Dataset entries
⁂
PR #1068, opened 2026-06-14
Add `.editorconfig` file

sobolevn:
This file is really useful for better DX. For example, it allows users to have TAB key work properly in different files and insert just the right amount of spaces instead. One of the few plugins for text editors that I actually use.

Docs: https://editorconfig.org/

I copied this file from CPython: https://github.com/python/cpython/blob/main/.editorconfig with modifications and current project's styles.


Siyet (dismissed):
Looks good, CI is green and the config is sane (4-space for py/c/h/rst, 2-space for yaml/toml/md, trailing-whitespace + final-newline trimming where it matters).

One optional nit: the `[*.{yml,yaml,...}]` section sets `indent_size` but not `indent_style = space`. YAML can't use tabs at all, so making the style explicit there avoids any editor defaulting to tabs. Not blocking.

PR #1070, opened 2026-06-15
Support `pyrefly` for typing tests

sobolevn:


tests/typing/basic_typing_examples.py
```diff
@@ -29,7 +29,8 @@ def check_unset() -> None:
 
 def check_unset_type_lowering(x: int | msgspec.UnsetType) -> None:
     if x is msgspec.UNSET:
-        assert_type(x, Literal[msgspec.UnsetType.UNSET])
+        # this is a bug in `pyrefly`:
```
ofek: Let's provide a link to an issue (opening one if necessary) so that we know when to remove this hack.

pyproject.toml
```diff
@@ -140,9 +141,17 @@ typeCheckingMode = "strict"
...
 reportUnusedClass = false
 reportPrivateUsage = false
+
+[tool.pyrefly]
+project-includes = ["tests/typing/"]
+# Strict mode:
+preset = 'strict'
+min-severity = 'warn'
+# Don't use '# type: ignore' to suppress with pyright:
+enabled-ignores = ["pyrefly"]
```
ofek, line 157: How does this interact with our upstream users type checking their own code bases?

sobolevn: it does not, this configuration is only for our own use in tests.

tests/typing/basic_typing_examples.py
sobolevn: I will open an issue, because I report back all findings in `pyrefly` :)
But, it will be autoremoved once the bug will be fixed, because all unused ignores will be reported :) 

See https://pyrefly.org/en/docs/configuration/#preset-strict It enables `unused-ignore` as an error.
⁂
▶ **Assignment**: Could you return all of the entries exactly as they stand?

▶ **Your solution**:
PR #1068, opened 2026-06-14
Add `.editorconfig` file

sobolevn:
This file is really useful for better DX. For example, it allows users to have TAB key work properly in different files and insert just the right amount of spaces instead. One of the few plugins for text editors that I actually use.

Docs: https://editorconfig.org/

I copied this file from CPython: https://github.com/python/cpython/blob/main/.editorconfig with modifications and current project's styles.


Siyet (dismissed):
Looks good, CI is green and the config is sane (4-space for py/c/h/rst, 2-space for yaml/toml/md, trailing-whitespace + final-newline trimming where it matters).

One optional nit: the `[*.{yml,yaml,...}]` section sets `indent_size` but not `indent_style = space`. YAML can't use tabs at all, so making the style explicit there avoids any editor defaulting to tabs. Not blocking.

PR #1070, opened 2026-06-15
Support `pyrefly` for typing tests

sobolevn:


tests/typing/basic_typing_examples.py
```diff
@@ -29,7 +29,8 @@ def check_unset() -> None:
 
 def check_unset_type_lowering(x: int | msgspec.UnsetType) -> None:
     if x is msgspec.UNSET:
-        assert_type(x, Literal[msgspec.UnsetType.UNSET])
+        # this is a bug in `pyrefly`:
```
ofek: Let's provide a link to an issue (opening one if necessary) so that we know when to remove this hack.

pyproject.toml
```diff
@@ -140,9 +141,17 @@ typeCheckingMode = "strict"
...
 reportUnusedClass = false
 reportPrivateUsage = false
+
+[tool.pyrefly]
+project-includes = ["tests/typing/"]
+# Strict mode:
+preset = 'strict'
+min-severity = 'warn'
+# Don't use '# type: ignore' to suppress with pyright:
+enabled-ignores = ["pyrefly"]
```
ofek, line 157: How does this interact with our upstream users type checking their own code bases?

sobolevn: it does not, this configuration is only for our own use in tests.

tests/typing/basic_typing_examples.py
sobolevn: I will open an issue, because I report back all findings in `pyrefly` :)
But, it will be autoremoved once the bug will be fixed, because all unused ignores will be reported :) 

See https://pyrefly.org/en/docs/configuration/#preset-strict It enables `unused-ignore` as an error.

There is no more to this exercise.